The Traitor's Game (The Traitor's Game 1) - Page 25

He didn't know it yet, but those words were about to become his biggest problem. Because I wasn't giving up either. Not even close.

Kestra rode sidesaddle in front of me, with Trina on the mount behind us. I held my arms away from her as I managed the reins, a necessary inconvenience. Foolishly, I'd lowered my guard with her last night, which could've gotten us killed. I wasn't about to let that happen again.

We rode in silence, with thick woods on one side and a vast stretch of farmland on the other, probably owned by loyalists who were granted use of the land in exchange for the donation of soldiers to the Dominion. Lower-class Antorans could farm, but before they pulled their first crop from the ground, half of the land's yield would go to the Dominion. Some of it would end up on Kestra's supper table without her asking once where it had come from.

She turned back to me with a mischievous smile. "You're afraid of me, I can tell."

No, I wasn't going to play. "I'm not afraid of you, Princess."

"Yes, you are."

I grimaced. "Why do you think that?"

"It's obvious by the way your arms hover around me, as if touching me is dangerous."

"It is. I learned that last night."

Her smile darkened. "That was nothing. End this now, while you still can."

If only I could.

The horses were keeping up a brisk, constant pace, and every step closer to Highwyn quickened the pounding of my heart. Despite what Trina had said last night, I couldn't shake the worry that Kestra might be right about the Olden Blade. Tenger's entire plan was built on the premise that we would find it. What if it couldn't be found? What would happen then? The fact that the Halderians also knew Kestra was returning to Highwyn only complicated an already precarious mission.

The Halderian clan and the Coracks had similar goals--to remove Lord Endrick from power. But the Halderians mistrusted us, thinking that all we wanted was a back door to the throne, and maybe Tenger did. He had resisted any effort for the two groups to unite, saying he would not sacrifice his men to put a Halderian on the throne.

"If we find the Blade, then we can choose the Infidante," Tenger had said in his final speech to us before we launched this mission. "And the Infidante will choose the next king. Why shouldn't Antora kneel before a Corack?" I'd cheered along with everyone else at the time, with no idea then how I'd be drawn deeper into Tenger's plan.

And now I had to complete this mission. It required me to separate Kestra entirely from my feelings. Maybe in time, I could forget my anger or forgive her naive view of the world, but how could I ignore the emotions she had stirred in me last night, feelings that only intensified the more I tried to shake them off?

With the same mischievous smile as before, Kestra turned to me and asked, "Why do you always stare at me?"

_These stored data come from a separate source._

PR #130, opened 2019-11-04
feat: add layout rules and helpers

janhenrikoverland:
- Add layout rules and helpers
- Add chart type and layout type contants and mappers
- Add util functions for layout rules
- Added rule tests


martinkrulltott (approved):
Looks great!

PR #143, opened 2019-11-13
fix: add support for PT

edoardo:
This is the minimum needed for the DV branches based on master which
implement PT stuff to work.


martinkrulltott (approved):

martinkrulltott:
> This is the minimum needed for the DV branches based on master which
> implement PT stuff to work.

Looks good, as agreed I changed the default vis type back to Column for temporary backwards compatibility.

PR #151, opened 2019-11-20
fix: clean up layout fns

martinkrulltott:


src/modules/fixedDimensions.js
```diff
@@ -27,3 +27,8 @@ export const FIXED_DIMENSIONS = {
         icon: OrgUnitIcon,
     },
 }
+
+export const filterFixedDimensions = dimensionIds =>
```
edoardo: I would rename this function so it indicates that it filters **out** the fixed dimensions.

edoardo (approved):

janhenrikoverland (approved):

PR #153, opened 2019-11-20
fix: rename axis name to axis id

janhenrikoverland:
Rename all variants of "axis name", like AXIS_NAME, axisName etc to "axis id".


martinkrulltott (approved):

src/modules/axis.js
```diff
@@ -1,25 +1,25 @@
...
 }
 
-export const getAxisDisplayName = axisName => {
-    const displayName = axisDisplayNames[axisName]
+export const getAxisName = axisId => {
+    const displayName = axisNames[axisId]
 
     if (!displayName) {
-        throw new Error(`${axisName} is not a valid axis id`)
+        throw new Error(`${axisId} is not a valid axis id`)
```
martinkrulltott, line 22: Consider updating the message?

src/modules/axis.js
```diff
@@ -1,25 +1,25 @@
...
+    [AXIS_ID_ROWS]: i18n.t('Category'),
+    [AXIS_ID_FILTERS]: i18n.t('Filter'),
+    [AXIS_ID_YEAR_OVER_YEAR_SERIES]: i18n.t('Series'),
+    [AXIS_ID_YEAR_OVER_YEAR_CATEGORY]: i18n.t('Category'),
 }
 
-export const getAxisDisplayName = axisName => {
-    const displayName = axisDisplayNames[axisName]
+export const getAxisName = axisId => {
+    const displayName = axisNames[axisId]
```
martinkrulltott: "displayName" should be "axisName"?

martinkrulltott (approved):

src/modules/axis.js
janhenrikoverland: :+1:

I shifted my eyes to the road ahead. "I don't."

"You were just now. Tell me why."

"You remind me of a girl I once hated, that's all."

Her smile fell. "Did you really hate me back then?"

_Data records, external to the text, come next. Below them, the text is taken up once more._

PR #156, opened 2019-11-21
fix: ui glitch for data dim groups DHIS2-7907

martinkrulltott:
* Fixes UI glitch for the data dimension group item selector which was misaligned with the container element (specified here: https://jira.dhis2.org/browse/DHIS2-7907)

### DIFF
--- a/src/components/DataDimension/styles/Groups.style.js
+++ b/src/components/DataDimension/styles/Groups.style.js
@@ -4,7 +4,7 @@ export const styles = {
     container: {
         border: `1px solid ${colors.greyLight}`,
         display: 'flex',
-        flexFlow: 'column',
+        flexDirection: 'column',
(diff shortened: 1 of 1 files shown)


src/components/DataDimension/styles/Groups.style.js
```diff
@@ -4,18 +4,19 @@ export const styles = {
     container: {
         border: `1px solid ${colors.greyLight}`,
         display: 'flex',
+        flexFlow: 'column',
```
janhenrikoverland: This only sets flexDirection so I guess we should say that instead.

edoardo (approved):

janhenrikoverland (changes requested):

janhenrikoverland (approved):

If anything, I'd liked her more than someone of my station ever should have dared. I recalled one summer's day when she was nine, and I'd seen her dancing alone in the gardens. Her dress had twisted in a perfect circle as she swirled around, the beads on her scarf reflecting pops of light. The head servant caught me looking and I lost a full day's meals. Kestra probably never knew I'd been there.

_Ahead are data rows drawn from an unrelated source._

PR #172, opened 2019-12-03
fix: rules tests

martinkrulltott:
* Test scripts for the UI rules engine
* Named constants for rule props


src/modules/layoutUiRules/__tests__/rules.spec.js
```diff
@@ -1,40 +1,182 @@
...
+                    Object.keys(rule),
+                    Object.values(testResourceAllRuleProps)
+                )
             )
-        ).toBe(false)
+        ).toBe(true)
+    })
+})
+
+describe("verify each rule's ", () => {
```
janhenrikoverland, line 105: ?

janhenrikoverland (approved):

src/modules/layoutUiRules/__tests__/rules.spec.js
martinkrulltott: This was added to improve the readability of the test output and enables the following:
Screenshot 2019-12-05 at 10 25 19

"I never hated you," I mumbled. "Until--"

"Until that day." Now Kestra became serious, and lowered her voice to a near whisper. "How do the Banished know Trina?"

"Can you use their names, please? The Halderians."

"How do they know her, Simon? Thorne told Trina he knew her."

"Trina denied it."

"No, she laughed at him. That's different."

I pinched the bridge of my nose. What had started as a headache back at the inn was quickly becoming a thunderstorm inside my head. "What's your point?"

"My point is that she's working with them!"

"If she was, then why would he have to say that he knew her? He'd know her and she'd know him--he wouldn't have to say it."